It’s no secret that health care professionals must identify, respect, and care about their patients’ differences, values, preferences, and expressed needs. Nurses, physicians, allied health professionals: all need to be attentive when interacting with patients, and be sensitive to and respectful of their perspectives regarding health and wellness. The health care reform law currently being debated in Congress shifts some of the attention from how doctors are paid and how medical care is organized to how medical decisions are made and how those decisions affect care receivers. Some patients’ backgrounds might be similar to those of the care provider and some may be different. It’s the differences that cry out for attention.

More significantly, the differences, particularly the rampant socioeconomic disparities observed among racial and ethnic groups in the United States, can influence whether patients can even access high quality health care—perhaps care of any kind. The need for understanding, and for cultural competency training becomes clear when you look at the high incidence of diabetes and prostate cancer among African Americans; the high number of stress-related disorders among South Asian men; and the fact that Latinos have the highest median cholesterol level of any other group. Each of these facts impact communities and compounds aspects of public health. They affect the quality and vitality of, as well as exacerbate, public health issues.

“Diversity is our strength,” rolls off the tongues of politicians, community activists, and academics; even consultants and the mass media spread the mantra. In health care, where patient-provider interactions, empirical and inferential research, and clinical procedures continue to illuminate the importance of diversity, these differences have, perhaps, the greatest impact. This can be clinically referred to as cultural health care competence—one aspect of the national health care sector that has taken on enormous significance as a public health concern.

It is estimated that in another 15 years, our country’s demographic landscape will reflect a minority representation of roughly 40% of the U.S. population; already African Americans represent 13% and Hispanic Americans represent 16%. The National Institutes of Health are focused on how these statistics have galvanized the health care sector and are attempting to close the gap between the health status and health care of minorities versus the rest of the population.

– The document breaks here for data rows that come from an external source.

PR #3006, opened 2022-08-10
Init SpringPropertyComment

### LINKED ISSUE #2106: Add the possibility to comment spring properties in modules

MSaguer:
To close #2106

### DIFF
--- a/src/main/java/tech/jhipster/lite/module/domain/javaproperties/SpringProperty.java
+++ b/src/main/java/tech/jhipster/lite/module/domain/javaproperties/SpringProperty.java
@@ -7,6 +7,7 @@ public class SpringProperty {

Tackling this issue is not exactly new. What’s missing is firm commitment. In 1999, physician Lisa Cooper-Patrick researched to understand the extent to which racial and ethnic disparities, in health status and use of health services, were related to the nuances within the physician-patient interaction. She examined how physicians’ participatory decision-making style impacted the quality of care. Her findings provided evidence that physician bias was a significant contributor to the disparities in providing quality care to certain minorities and ethnic groups.

Other research has shown a discrepancy in patients’ access to organ transplants. When changes to Medicare passed, also in 1999, African Americans and Hispanics were 28% and 31% less likely, respectively, to be recommended for kidney/pancreas transplants. These disparities are likely tied to the inordinately high numbers of diabetics in both African American and Hispanic communities.

Cooper-Patrick’s research uncovered that African American patients described less participatory visits with their physician compared to Caucasian patients’ visits. When the patient and the physician shared race or ethnicity, patients reported a more participatory experience. She concludes, in part, that physician factors such as “unintentional” (my emphasis) racial biases contributed qualitatively to the patient’s experience and implicated the clinical outcomes. These results demonstrate how disparity affects patient care. Cooper-Patrick also studied a lack of physician capability regarding how to negotiate treatment and engage the patient across cultures.

When Kerry Watson, Chief Executive of Durham Regional Hospital in North Carolina, assumed leadership of the facility a few years ago, he addressed this issue after securing the support of the senior leadership of the Duke System. Watson then issued a directive that “every employee—every manager, every physician, every nurse, all 1,200 employees—would receive eight hours of cultural competency training, and this training was and remains the business case central to erasing the facility’s reputation as providing substandard care.”

Its impact was transformational. Employee morale and performance, community support, and the hospital’s financial performance improved significantly. “It’s about providing exceptional customer-patient service,” he added. Watson tackled a tradition of care once tainted by bias. The transformation, as reflected in evolving patient satisfaction data, continues to validate the ongoing need for cultural health care competency training, essential to the hospital’s integrated-care programs.

In short, diverse patient needs and race-related health disparities necessitate cultural competency training. If the treating physician is incapable of or lacking in cultural competence to engage these patients so that they may fully participate in their own wellness, the consequences are not only issues of disparity, but threats to the larger community as a public health issue.